For each line below with the word "settings", write out a copy.
┌─ Provided data
PR #222, opened 2026-08-06
feat(ubx): add support for UBX_MSG_MON_SPAN and full support of UBX_MON_RF

ThomasRigi:
Updated version of the submodule for supporting UBX_MSG_MON_SPAN

See https://github.com/PX4/PX4-Autopilot/pull/20474 for the initial version by @dagar .

Main PR: https://github.com/PX4/PX4-Autopilot/pull/28173


src/ubx.cpp
```diff
@@ -1239,6 +1202,22 @@ int GPSDriverUBX::configureDevice(const GPSConfig &config, const int32_t uart2_b
 		}
 	}
 
+	// UBX_MSG_MON_SPAN
+	cfg_valset_msg_size = initCfgValset();
+	uint8_t value = _spectrum_analyzer ? 1 : 0;
+	cfgValset<uint8_t>(UBX_CFG_KEY_MSGOUT_UBX_MON_SPAN_UART1, value, cfg_valset_msg_size);
```
ThomasRigi, line 1208: should we pass through cfgValsetPort with the _I2C key ? I don't see the point of configuring the USB port though, so I prefer the direct UART1 config we have here.

ThomasRigi: also, is there the possibility that this key doesn't exist on any protocol 27+ GNSS ? We only have F9P to test, and there it works.

src/ubx.cpp
```diff
@@ -2789,13 +2709,45 @@ GPSDriverUBX::payloadRxDone()
...
 		_gps_position->jamming_state		= _buf.payload_rx_mon_rf.block[0].flags;
 
 		ret = 1;
 		break;
 
+	case UBX_MSG_MON_SPAN:
+		UBX_TRACE_RXMSG("Rx MON-SPAN");
+
+		if (_spectrum_analyzer) {
+			const uint64_t timestamp_sample = gps_absolute_time(); // TODO: adjust with delay estimate
```
ThomasRigi, line 2756: TODO ported from #20474. Do we really need timestamp_sample in the message ? I don't think it's such a time-critical information.

src/ubx.cpp
```diff
@@ -1239,6 +1202,22 @@ int GPSDriverUBX::configureDevice(const GPSConfig &config, const int32_t uart2_b
...
+
+	UBX_DEBUG("Configuration spectrum analyzer");
+	if (!sendMessage(UBX_MSG_CFG_VALSET, _tx_cfg_valset_buf, cfg_valset_msg_size)) {
+		UBX_WARN("configuring UBX_MSG_MON_SPAN FAILED");
+		return -1;
+	}
+
+	if (waitForAck(UBX_MSG_CFG_VALSET, UBX_CONFIG_TIMEOUT, true) < 0) {
+		fprintf(stderr, "configuring UBX_MSG_MON_SPAN FAILED");
+		return -1;
```
dakejahl, line 1219: this should fail gracefully not return -1, for receivers/fw that don't support the key

src/ubx.cpp
```diff
@@ -1879,6 +1847,19 @@ GPSDriverUBX::payloadRxInit()
 
 		break;
 
+	case UBX_MSG_MON_SPAN:
+		if ((_rx_payload_length > sizeof(ubx_payload_rx_mon_span_t)) ||
+		    (_rx_payload_length == 4) ||
+		    (_rx_payload_length - 4) % sizeof(ubx_payload_rx_mon_span_t::ubx_payload_rx_mon_span_block_t) != 0) {
```
dakejahl: magic 4?

src/ubx.cpp
dakejahl: I think it doesn't hurt, to time align with the PVT solution

src/ubx.cpp
```diff
@@ -2787,11 +2708,72 @@ GPSDriverUBX::payloadRxDone()
 
 	case UBX_MSG_MON_RF:
 		UBX_TRACE_RXMSG("Rx MON-RF");
+		{
+			// Fill fields for SensorGps
+			// todo: remove them from the message definition, as they're now logged twice ?
+			_gps_position->noise_per_ms		= _buf.payload_rx_mon_rf.block[0].noisePerMS;
+			_gps_position->automatic_gain_control	= _buf.payload_rx_mon_rf.block[0].agcCnt;
+			_gps_position->jamming_indicator	= _buf.payload_rx_mon_rf.block[0].jamInd;
+			_gps_position->jamming_state		= _buf.payload_rx_mon_rf.block[0].flags;
```
ThomasRigi, line 2718: Porting from https://github.com/PX4/PX4-GPSDrivers/pull/223 :

These fields are now logged in a duplicate for ubx receivers.

In our fork we removed them, but that would cause issues in general because we're removing info from drivers .

automatic_gain_control is used by no other driver, so we could definitely remove that one
noise_per_ms is used by femtomes
jamming_indicator used by multiple
jamming_state also used by multiple

src/ubx.cpp
ThomasRigi: I was under the impression that all ublox gnss that are on protocol version 27 or newer do support the key. I asked chatGPT for an overview and then verified all the modules that it does list as 27+, and they all have the key. And for older modules I couldn't find any document with 27+. For example, here the most recent document from the ublox website on M8 : https://content.u-blox.com/sites/default/files/products/documents/u-blox8-M8_ReceiverDescrProtSpec_UBX-13003221.pdf : it only goes to protocol version 23.01.

So in conclusion I don't think that there's any real reason for this configuration to fail, but as said above I don't have all the hardware to explicitly test it. 

That said, I'm also ok with just removing the `return -1` from both statements. After all, the SPAN message is not flight-critical if you don't have it.

Image

src/ubx.cpp
ThomasRigi: header size. The magic 4 was already present in the handling of UBX_MSG_MON_RF, I just copied from there. Ok to create a `static constexpr uint16_t kHeaderSizeMonRFSpan = 4`.

src/ubx.cpp
dakejahl: There are a lot of old modules with old firmware out in the wild, many people never update the firmware. We shouldn't break functionality with these old modules by failing on a NACK for a key that modules firmware doesn't know about.

src/ubx.cpp
dakejahl: automatic_gain_control was recently added for logging purposes. A little bit of duplication with an optional rarely-enabled topic is fine.

src/ubx.cpp
```diff
@@ -1239,6 +1202,23 @@ int GPSDriverUBX::configureDevice(const GPSConfig &config, const int32_t uart2_b
...
+	// UBX_MSG_MON_SPAN
+	cfg_valset_msg_size = initCfgValset();
+	uint8_t value = _spectrum_analyzer ? 1 : 0;
+	cfgValset<uint8_t>(UBX_CFG_KEY_MSGOUT_UBX_MON_SPAN_UART1, value, cfg_valset_msg_size);
+
+	UBX_DEBUG("Configuration spectrum analyzer");
+
+	if (!sendMessage(UBX_MSG_CFG_VALSET, _tx_cfg_valset_buf, cfg_valset_msg_size)) {
+		UBX_WARN("configuring UBX_MSG_MON_SPAN FAILED");
+		return -1;
```
```suggestion
```

src/ubx.cpp
```diff
@@ -1239,6 +1202,23 @@ int GPSDriverUBX::configureDevice(const GPSConfig &config, const int32_t uart2_b
...
+	}
+
+	if (waitForAck(UBX_MSG_CFG_VALSET, UBX_CONFIG_TIMEOUT, true) < 0) {
+		UBX_WARN("configuring UBX_MSG_MON_SPAN FAILED");
+		return -1;
```
```suggestion
```

dakejahl:
needs a rebase

src/ubx.cpp
ThomasRigi: My point was that `configureDevice` is only called when `_proto_ver_27_or_higher`, which won't be the case on any such older non-updated firmware devices.

Anyway, I've reworked it a bit so that we only try to configure when GPS_UBX_SPECTRUM is set: at this point you explicitly ask for it to be set, so I expect it to report a failure. And it doesn't do anything when disabled, so same as now.

src/ubx.h
```diff
@@ -309,7 +311,7 @@
 #define UBX_CFG_KEY_CFG_UART2_STOPBITS          0x20530002
 #define UBX_CFG_KEY_CFG_UART2_DATABITS          0x20530003
 #define UBX_CFG_KEY_CFG_UART2_PARITY            0x20530004
-#define UBX_CFG_KEY_CFG_UART2_ENABLED           0x20530005
+#define UBX_CFG_KEY_CFG_UART2_ENABLED           0x10530005
```
ThomasRigi, line 326: stumbled on this while working with a colleague on a ValGet implementation. I know it's not related to the MR, I can create a dedicated one if prefered ;)

Both https://content.u-blox.com/sites/default/files/documents/u-blox-F9-HPG-1.51_InterfaceDescription_UBXDOC-963802114-13124.pdf?utm_content=UBXDOC-963802114-13124 and https://content.u-blox.com/sites/default/files/documents/u-blox-X20-HPG-2.02_InterfaceDescription_UBXDOC-304424225-19967.pdf have `0x10530005`. 

Image

JonasPerolini: Good catch @ThomasRigi , we can also fix UART1 which has the same issue `UBX_CFG_KEY_CFG_UART1_ENABLED` should be `0x10520006`  (confirmed with the links you've sent above)

dakejahl (approved):
Nice looks good, yeah let's add the fix for UART1_ENABLED too

src/ubx.h
ThomasRigi: fixed. Thanks!

src/ubx.cpp
```diff
@@ -2784,11 +2816,72 @@ GPSDriverUBX::payloadRxDone()
...
 
-		_gps_position->noise_per_ms		= _buf.payload_rx_mon_rf.block[0].noisePerMS;
-		_gps_position->automatic_gain_control	= _buf.payload_rx_mon_rf.block[0].agcCnt;
-		_gps_position->jamming_indicator	= _buf.payload_rx_mon_rf.block[0].jamInd;
-		_gps_position->jamming_state		= _buf.payload_rx_mon_rf.block[0].flags;
+			// Extract all RF metrics
+			for (int i = 0; i < rf_blocks; i++) {
+				sensor_gnss_rf_s gnss_rf{};
+				gnss_rf.timestamp_sample = timestamp_sample;
+				gnss_rf.block_id = _buf.payload_rx_mon_rf.block[i].blockId;;
```
JonasPerolini: double semi colon `;;`

src/ubx.h
```diff
@@ -699,6 +703,9 @@ typedef struct {
 	uint8_t reserved0[56];
 } ubx_payload_rx_mon_hw_deprecated_t;
 
+static constexpr uint8_t kMaxBlocks = 2;  ///< handle up to 2 blocks
```
JonasPerolini: The ZED-X20P has 3 blocks. 

https://content.u-blox.com/sites/default/files/documents/ZED-X20P_IntegrationManual_UBXDOC-963802114-12901.pdf

Image

With the kMaxBlocks = 2, every MON-RF message is dropped so sensor_gps.jamming/noise/AGC fields stay at 0 and no sensor_gnss_rf is published. Previously X20 delivered L1 jamming data via block[0].

I understand the RAM concerns with `kMaxBlocks = 3`, maybe an intermediate solution would be: 

- kMonRfMaxBlocks = 3 → full jamming/noise/AGC coverage on all three X20 bands, no RAM cost.
- kMonSpanMaxBlocks = 2 → save the 272 B; document that on 3-block receivers the L5/E5 spectrum is not published (L1 + L2/E6 only).

src/ubx.h
```diff
@@ -391,6 +393,8 @@
 #define UBX_CFG_KEY_MSGOUT_RTCM_3X_TYPE1230_I2C  0x20910303
 #define UBX_CFG_KEY_MSGOUT_UBX_NAV_TIMEGPS_I2C	 0x20910047
 
+#define UBX_CFG_KEY_MSGOUT_UBX_MON_SPAN_UART1 0x2091038c
```
JonasPerolini, line 411: Should we use `#define UBX_CFG_KEY_MSGOUT_UBX_MON_SPAN_I2C	 0x2091038b` to match the other keys above? So it can go through `cfgValsetPort()`, which derives UART1 (+1), USB (+3) and SPI (+4) for the interface in use

JonasPerolini: We would call: `cfgValsetPort(UBX_CFG_KEY_MSGOUT_UBX_MON_SPAN_I2C, _spectrum_analyzer ? 1 : 0, cfg_valset_msg_size);` instead of `cfgValset<uint8_t>(UBX_CFG_KEY_MSGOUT_UBX_MON_SPAN_UART1, 1, cfg_valset_msg_size);`

JonasPerolini (changes requested):

src/ubx.h
ThomasRigi: Personally I prefer to not activate these big messages on all ports where they're unused, but if there is a usecase where you would want to send it over multiple instances we can change it.

src/ubx.h
dakejahl: My vote is we get all of the data. If RAM becomes an issue we can dynamically allocate only when it's enabled. There are likely other less important things using RAM in the system we can trim.

src/ubx.h
dakejahl: > Personally I prefer to not activate these big messages on all ports where they're unused

I agree

JonasPerolini: Let's keep it as it is, closing thread

src/ubx.h
ThomasRigi: Good catch @JonasPerolini !

I simply increased `kMaxBlocks = 3`. Did I understand it correctly that that's what you meant @dakejahl  ?

Stack size increased from original 2040 to 2750 because the union has become 728 bytes longer (was 92, now 820).

dakejahl: hmm I guess that is a lot, maybe we should allocate these structs only when the feature is enabled

ThomasRigi: Ok. Would we best do that by following the same logic as for satellite_info ? Where the message is split in two parts (essentially the header and the repeated body), with the repeating block ubx_payload_rx_nav_svinfo_part2_t. 

Analogously, having ubx_payload_rx_mon_span_block_t as a separate unit in the buffer that needs to be parsed several times increases the buffer "only" by about 200 bytes (hard to get around that with uint8_t spectrum[256]; that has to live somewhere).

Open for other ideas before I start to implement something.

dakejahl: I'd say it doesn't even need to be split necessarily. Just one allocation that happens only when the feature is enabled.

dakejahl: Maybe @alexcekay has an opinion

alexcekay: For the H7 targets we have quite a lot of RAM, but for the F7 based ones which are still used quite a lot by existing users we already are close to RAM limits. If its a feature that can be turned off via KConfig it is not problematic, as users of older boards just don't get the newest features which for them is an easier to accept deal. What hurts more is if stuff is enabled by default because it pushes older targets over their available RAM.

src/ubx.cpp
```diff
@@ -2848,7 +2848,65 @@ GPSDriverUBX::payloadRxDone()
...
+						gnss_rf.center_frequency = kNominalL1Freq;
+
+					} else if (i == 1) { // L2
+						gnss_rf.center_frequency = kNominalL2Freq;
+
+					} else { // should never be the case
+						gnss_rf.center_frequency = 0;
+					}
+
+				} else if (_board == Board::u_blox9_F9P_L1L5 || _board == Board::u_blox10_L1L5) {
```
ThomasRigi, line 3129: I don't have neither a  `u_blox9_F9P_L1L5` nor a `u_blox10_L1L5` board at hand. From the name I figured it was "safe enough" to include it here. Does anyone have such a unit to explicitly test it ? 


Nor a X20 for that matter, but that's clear from the ublox reference datasheet.

Also, are there any other modules that someone has available to test or that would be obvious enough to fill the data ?

src/ubx.h
ThomasRigi: I have to say that's a bit out of my expertise. I can implement either of the versions, but I don't consider myself the best person to take the decision of which path to choose.

dakejahl: The submodule split makes it a bit annoying to do this properly with KConfig. I'd add a macro that defaults to disable the RF stuff added here. In the PX4 side gps driver we can then override/alias to that macro through KConfig

src/ubx.cpp
dakejahl: I've got an L1/L5 module and an X20 I can test with once this is ready

src/ubx.cpp
```diff
@@ -85,6 +85,10 @@ GPSDriverUBX::GPSDriverUBX(Interface gpsInterface, GPSCallbackPtr callback, void
 	_uart2_baudrate(settings.uart2_baudrate),
 	_ppk_output(settings.ppk_output),
 	_jam_det_sensitivity_hi(settings.jam_det_sensitivity_hi)
+#if defined(CONFIG_GPS_UBX_SPAN)
+,
+	_spectrum_analyzer(settings.spectrum_analyzer)
+#endif
```
ThomasRigi, line 113: this one is a bit ugly with the comma... Probably better to move 
```
#if defined(CONFIG_GPS_UBX_SPAN)
	_spectrum_analyzer(settings.spectrum_analyzer),
#endif
```
above 
`_jam_det_sensitivity_hi(settings.jam_det_sensitivity_hi)`

src/ubx.h
```diff
@@ -115,6 +115,7 @@
 #define UBX_ID_CFG_VALDEL     0x8C
 #define UBX_ID_MON_VER        0x04
 #define UBX_ID_MON_HW         0x09 // deprecated in protocol version >= 27 -> use MON_RF
+#define UBX_ID_MON_SPAN       0x31
```
ThomasRigi, line 121: should I also gate the defines behind CONFIG_GPS_UBX_SPAN ?

ThomasRigi:
I rebased and squashed my commits for a cleaner history. From my tests on an F9P it's all good. @dakejahl I'm happy if you can give it a go on an L1/L5 and X20 receiver. Will report with more testing details in the [main PR](https://github.com/PX4/PX4-Autopilot/pull/28173).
└─
▶ Problem solution
 	_uart2_baudrate(settings.uart2_baudrate),
 	_ppk_output(settings.ppk_output),
 	_jam_det_sensitivity_hi(settings.jam_det_sensitivity_hi)
+	_spectrum_analyzer(settings.spectrum_analyzer)
	_spectrum_analyzer(settings.spectrum_analyzer),
`_jam_det_sensitivity_hi(settings.jam_det_sensitivity_hi)`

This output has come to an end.